The last decade of the twentieth century saw a great increase in international concern about
language endangerment, which is confronting minority language communities in all corners
of the globe. New organisations emerged in support of minority languages and their
communities of speakers and descendents, and philanthropic bodies and government
organisations developed new funding strategies to support language documentation. In the
twenty-first century, new challenges arise for language maintenance practitioners who
recognise that documentation is just the first stage in a long process of rebuilding an
environment which values and can sustain Indigenous knowledge.
This paper explores strategies for supporting Indigenous languages and the transmission of
Indigenous knowledge. I draw on data from Central Maluku, eastern Indonesia, a region
which is characterised by high linguistic diversity and which faces the most serious language
endangerment in Indonesia. It has been widely reported that languages spoken in Christian
villages in Maluku are becoming obsolescent more rapidly than languages spoken in villages
which historically aligned politically with the north Malukan sultanate of Ternate and
converted to Islam. In the modern era, it is apparent that threats to the transmission of
knowledge are felt across the boundaries of religious affiliation.

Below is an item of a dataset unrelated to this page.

Issue #574, opened 2016-07-22
Dredd's test suite won't pass on Travis' non-sudo architecture


honzajavorek:
Now with JS parser (#573), we could remove the requirement for sudo in our CI builds and get Travis' more performant container-based architecture.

The Endangered Maluku Languages Project is currently documenting five languages in
Muslim and Christian ethnolinguistic communities in Central Maluku. The ELM project
embeds community training within all aspects of documentation activities. The training
philosophy aims to empower speakers of Moluccan languages and their descendents to
undertake language documentation and implement language revitalization or maintenance at
the grassroots level. I will discuss an intensive residential training program which brings
community members together with regional professionals from a range of disciplines, and
builds a resource pool from which expertise can be drawn for undertaking activities involving
both Indigenous languages and Indigenous knowledge. Community language workers will be
supported in implementing language and IK programs in their communities. These are
important developments from the perspectives of language revitalization, sustainable
knowledge, and capacity building in endangered language communities.